Assigned task. Print the records below once again, exactly as they were given.

*** Supplied data Section Begins ***

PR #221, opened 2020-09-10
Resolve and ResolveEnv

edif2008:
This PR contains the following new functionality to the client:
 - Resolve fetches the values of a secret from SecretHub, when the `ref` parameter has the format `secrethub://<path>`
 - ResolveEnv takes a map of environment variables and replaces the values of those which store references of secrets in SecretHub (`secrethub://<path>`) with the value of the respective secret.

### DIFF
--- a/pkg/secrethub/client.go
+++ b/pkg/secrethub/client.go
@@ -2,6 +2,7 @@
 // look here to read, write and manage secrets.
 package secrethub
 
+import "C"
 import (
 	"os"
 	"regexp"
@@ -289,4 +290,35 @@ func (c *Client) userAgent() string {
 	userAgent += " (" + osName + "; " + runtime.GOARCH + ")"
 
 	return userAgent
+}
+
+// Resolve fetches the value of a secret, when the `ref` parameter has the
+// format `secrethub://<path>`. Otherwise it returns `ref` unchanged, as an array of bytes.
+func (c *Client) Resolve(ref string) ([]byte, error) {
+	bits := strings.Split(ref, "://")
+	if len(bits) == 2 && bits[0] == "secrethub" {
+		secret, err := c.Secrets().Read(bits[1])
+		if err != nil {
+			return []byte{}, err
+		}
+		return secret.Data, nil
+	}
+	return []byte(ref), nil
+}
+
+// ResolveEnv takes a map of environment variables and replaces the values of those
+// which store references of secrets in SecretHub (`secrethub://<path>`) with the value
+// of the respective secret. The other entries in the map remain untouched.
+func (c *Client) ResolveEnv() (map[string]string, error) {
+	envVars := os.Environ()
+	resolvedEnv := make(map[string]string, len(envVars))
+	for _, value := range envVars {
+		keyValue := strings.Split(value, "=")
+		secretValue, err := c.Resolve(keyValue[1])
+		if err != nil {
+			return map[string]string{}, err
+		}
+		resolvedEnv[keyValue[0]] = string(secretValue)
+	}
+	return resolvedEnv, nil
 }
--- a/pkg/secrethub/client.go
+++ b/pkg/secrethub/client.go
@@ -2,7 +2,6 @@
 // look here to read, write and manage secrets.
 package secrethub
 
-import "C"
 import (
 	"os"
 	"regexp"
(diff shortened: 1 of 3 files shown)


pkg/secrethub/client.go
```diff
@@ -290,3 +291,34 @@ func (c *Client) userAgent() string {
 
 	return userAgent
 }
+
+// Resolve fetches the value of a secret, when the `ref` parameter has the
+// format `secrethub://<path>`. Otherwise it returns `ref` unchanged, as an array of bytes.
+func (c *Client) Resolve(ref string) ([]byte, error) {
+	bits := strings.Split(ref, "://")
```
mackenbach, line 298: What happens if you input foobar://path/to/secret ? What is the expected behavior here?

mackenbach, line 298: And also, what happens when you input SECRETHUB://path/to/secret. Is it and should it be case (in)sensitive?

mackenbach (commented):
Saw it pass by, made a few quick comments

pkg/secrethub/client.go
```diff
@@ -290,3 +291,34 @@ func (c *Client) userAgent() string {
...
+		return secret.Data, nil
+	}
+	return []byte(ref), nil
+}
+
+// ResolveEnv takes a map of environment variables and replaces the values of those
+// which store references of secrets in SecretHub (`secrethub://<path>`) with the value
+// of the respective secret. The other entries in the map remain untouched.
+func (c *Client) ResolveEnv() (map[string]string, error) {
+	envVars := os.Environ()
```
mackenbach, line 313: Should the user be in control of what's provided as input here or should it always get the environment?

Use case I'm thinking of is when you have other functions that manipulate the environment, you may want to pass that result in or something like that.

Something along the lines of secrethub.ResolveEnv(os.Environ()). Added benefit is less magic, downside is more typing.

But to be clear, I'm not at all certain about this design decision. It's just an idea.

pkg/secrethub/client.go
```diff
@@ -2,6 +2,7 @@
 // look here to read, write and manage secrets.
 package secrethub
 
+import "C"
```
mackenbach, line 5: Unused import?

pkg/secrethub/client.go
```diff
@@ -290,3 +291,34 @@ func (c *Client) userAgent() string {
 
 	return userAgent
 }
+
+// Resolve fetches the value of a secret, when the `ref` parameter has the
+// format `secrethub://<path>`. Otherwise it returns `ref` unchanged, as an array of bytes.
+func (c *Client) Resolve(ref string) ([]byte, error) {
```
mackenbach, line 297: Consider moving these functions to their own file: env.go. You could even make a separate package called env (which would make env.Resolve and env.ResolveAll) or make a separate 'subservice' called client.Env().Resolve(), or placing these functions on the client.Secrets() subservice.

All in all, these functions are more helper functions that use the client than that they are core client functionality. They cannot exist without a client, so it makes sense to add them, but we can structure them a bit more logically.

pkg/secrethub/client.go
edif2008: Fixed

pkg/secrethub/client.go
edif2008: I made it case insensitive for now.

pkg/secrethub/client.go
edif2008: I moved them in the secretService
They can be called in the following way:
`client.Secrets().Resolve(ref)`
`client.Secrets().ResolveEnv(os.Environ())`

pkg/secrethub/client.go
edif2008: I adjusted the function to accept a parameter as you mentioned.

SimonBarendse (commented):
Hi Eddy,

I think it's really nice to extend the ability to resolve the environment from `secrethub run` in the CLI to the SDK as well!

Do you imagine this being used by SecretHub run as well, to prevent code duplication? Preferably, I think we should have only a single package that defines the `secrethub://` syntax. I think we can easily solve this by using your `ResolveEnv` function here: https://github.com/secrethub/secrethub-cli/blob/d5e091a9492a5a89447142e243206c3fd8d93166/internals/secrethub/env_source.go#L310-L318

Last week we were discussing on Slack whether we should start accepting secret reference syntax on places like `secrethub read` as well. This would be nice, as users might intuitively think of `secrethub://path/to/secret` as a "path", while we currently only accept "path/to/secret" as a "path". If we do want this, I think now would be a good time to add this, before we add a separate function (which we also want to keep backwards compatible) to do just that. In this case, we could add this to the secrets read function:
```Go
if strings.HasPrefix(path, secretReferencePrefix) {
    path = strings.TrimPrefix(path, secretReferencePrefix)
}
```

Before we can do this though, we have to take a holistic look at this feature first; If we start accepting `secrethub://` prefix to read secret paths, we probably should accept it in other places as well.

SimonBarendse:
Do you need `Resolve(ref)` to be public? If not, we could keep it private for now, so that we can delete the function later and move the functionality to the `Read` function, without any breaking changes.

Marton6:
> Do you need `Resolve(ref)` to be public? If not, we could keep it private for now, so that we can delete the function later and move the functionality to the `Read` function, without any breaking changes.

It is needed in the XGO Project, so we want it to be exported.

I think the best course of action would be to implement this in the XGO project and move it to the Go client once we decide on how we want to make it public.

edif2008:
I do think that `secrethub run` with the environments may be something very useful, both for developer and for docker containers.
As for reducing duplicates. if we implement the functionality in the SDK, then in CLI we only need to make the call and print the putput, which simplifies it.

*** Supplied data Section Ends ***

Task result.
PR #221, opened 2020-09-10
Resolve and ResolveEnv

edif2008:
This PR contains the following new functionality to the client:
 - Resolve fetches the values of a secret from SecretHub, when the `ref` parameter has the format `secrethub://<path>`
 - ResolveEnv takes a map of environment variables and replaces the values of those which store references of secrets in SecretHub (`secrethub://<path>`) with the value of the respective secret.

### DIFF
--- a/pkg/secrethub/client.go
+++ b/pkg/secrethub/client.go
@@ -2,6 +2,7 @@
 // look here to read, write and manage secrets.
 package secrethub
 
+import "C"
 import (
 	"os"
 	"regexp"
@@ -289,4 +290,35 @@ func (c *Client) userAgent() string {
 	userAgent += " (" + osName + "; " + runtime.GOARCH + ")"
 
 	return userAgent
+}
+
+// Resolve fetches the value of a secret, when the `ref` parameter has the
+// format `secrethub://<path>`. Otherwise it returns `ref` unchanged, as an array of bytes.
+func (c *Client) Resolve(ref string) ([]byte, error) {
+	bits := strings.Split(ref, "://")
+	if len(bits) == 2 && bits[0] == "secrethub" {
+		secret, err := c.Secrets().Read(bits[1])
+		if err != nil {
+			return []byte{}, err
+		}
+		return secret.Data, nil
+	}
+	return []byte(ref), nil
+}
+
+// ResolveEnv takes a map of environment variables and replaces the values of those
+// which store references of secrets in SecretHub (`secrethub://<path>`) with the value
+// of the respective secret. The other entries in the map remain untouched.
+func (c *Client) ResolveEnv() (map[string]string, error) {
+	envVars := os.Environ()
+	resolvedEnv := make(map[string]string, len(envVars))
+	for _, value := range envVars {
+		keyValue := strings.Split(value, "=")
+		secretValue, err := c.Resolve(keyValue[1])
+		if err != nil {
+			return map[string]string{}, err
+		}
+		resolvedEnv[keyValue[0]] = string(secretValue)
+	}
+	return resolvedEnv, nil
 }
--- a/pkg/secrethub/client.go
+++ b/pkg/secrethub/client.go
@@ -2,7 +2,6 @@
 // look here to read, write and manage secrets.
 package secrethub
 
-import "C"
 import (
 	"os"
 	"regexp"
(diff shortened: 1 of 3 files shown)


pkg/secrethub/client.go
```diff
@@ -290,3 +291,34 @@ func (c *Client) userAgent() string {
 
 	return userAgent
 }
+
+// Resolve fetches the value of a secret, when the `ref` parameter has the
+// format `secrethub://<path>`. Otherwise it returns `ref` unchanged, as an array of bytes.
+func (c *Client) Resolve(ref string) ([]byte, error) {
+	bits := strings.Split(ref, "://")
```
mackenbach, line 298: What happens if you input foobar://path/to/secret ? What is the expected behavior here?

mackenbach, line 298: And also, what happens when you input SECRETHUB://path/to/secret. Is it and should it be case (in)sensitive?

mackenbach (commented):
Saw it pass by, made a few quick comments

pkg/secrethub/client.go
```diff
@@ -290,3 +291,34 @@ func (c *Client) userAgent() string {
...
+		return secret.Data, nil
+	}
+	return []byte(ref), nil
+}
+
+// ResolveEnv takes a map of environment variables and replaces the values of those
+// which store references of secrets in SecretHub (`secrethub://<path>`) with the value
+// of the respective secret. The other entries in the map remain untouched.
+func (c *Client) ResolveEnv() (map[string]string, error) {
+	envVars := os.Environ()
```
mackenbach, line 313: Should the user be in control of what's provided as input here or should it always get the environment?

Use case I'm thinking of is when you have other functions that manipulate the environment, you may want to pass that result in or something like that.

Something along the lines of secrethub.ResolveEnv(os.Environ()). Added benefit is less magic, downside is more typing.

But to be clear, I'm not at all certain about this design decision. It's just an idea.

pkg/secrethub/client.go
```diff
@@ -2,6 +2,7 @@
 // look here to read, write and manage secrets.
 package secrethub
 
+import "C"
```
mackenbach, line 5: Unused import?

pkg/secrethub/client.go
```diff
@@ -290,3 +291,34 @@ func (c *Client) userAgent() string {
 
 	return userAgent
 }
+
+// Resolve fetches the value of a secret, when the `ref` parameter has the
+// format `secrethub://<path>`. Otherwise it returns `ref` unchanged, as an array of bytes.
+func (c *Client) Resolve(ref string) ([]byte, error) {
```
mackenbach, line 297: Consider moving these functions to their own file: env.go. You could even make a separate package called env (which would make env.Resolve and env.ResolveAll) or make a separate 'subservice' called client.Env().Resolve(), or placing these functions on the client.Secrets() subservice.

All in all, these functions are more helper functions that use the client than that they are core client functionality. They cannot exist without a client, so it makes sense to add them, but we can structure them a bit more logically.

pkg/secrethub/client.go
edif2008: Fixed

pkg/secrethub/client.go
edif2008: I made it case insensitive for now.

pkg/secrethub/client.go
edif2008: I moved them in the secretService
They can be called in the following way:
`client.Secrets().Resolve(ref)`
`client.Secrets().ResolveEnv(os.Environ())`

pkg/secrethub/client.go
edif2008: I adjusted the function to accept a parameter as you mentioned.

SimonBarendse (commented):
Hi Eddy,

I think it's really nice to extend the ability to resolve the environment from `secrethub run` in the CLI to the SDK as well!

Do you imagine this being used by SecretHub run as well, to prevent code duplication? Preferably, I think we should have only a single package that defines the `secrethub://` syntax. I think we can easily solve this by using your `ResolveEnv` function here: https://github.com/secrethub/secrethub-cli/blob/d5e091a9492a5a89447142e243206c3fd8d93166/internals/secrethub/env_source.go#L310-L318

Last week we were discussing on Slack whether we should start accepting secret reference syntax on places like `secrethub read` as well. This would be nice, as users might intuitively think of `secrethub://path/to/secret` as a "path", while we currently only accept "path/to/secret" as a "path". If we do want this, I think now would be a good time to add this, before we add a separate function (which we also want to keep backwards compatible) to do just that. In this case, we could add this to the secrets read function:
```Go
if strings.HasPrefix(path, secretReferencePrefix) {
    path = strings.TrimPrefix(path, secretReferencePrefix)
}
```

Before we can do this though, we have to take a holistic look at this feature first; If we start accepting `secrethub://` prefix to read secret paths, we probably should accept it in other places as well.

SimonBarendse:
Do you need `Resolve(ref)` to be public? If not, we could keep it private for now, so that we can delete the function later and move the functionality to the `Read` function, without any breaking changes.

Marton6:
> Do you need `Resolve(ref)` to be public? If not, we could keep it private for now, so that we can delete the function later and move the functionality to the `Read` function, without any breaking changes.

It is needed in the XGO Project, so we want it to be exported.

I think the best course of action would be to implement this in the XGO project and move it to the Go client once we decide on how we want to make it public.

edif2008:
I do think that `secrethub run` with the environments may be something very useful, both for developer and for docker containers.
As for reducing duplicates. if we implement the functionality in the SDK, then in CLI we only need to make the call and print the putput, which simplifies it.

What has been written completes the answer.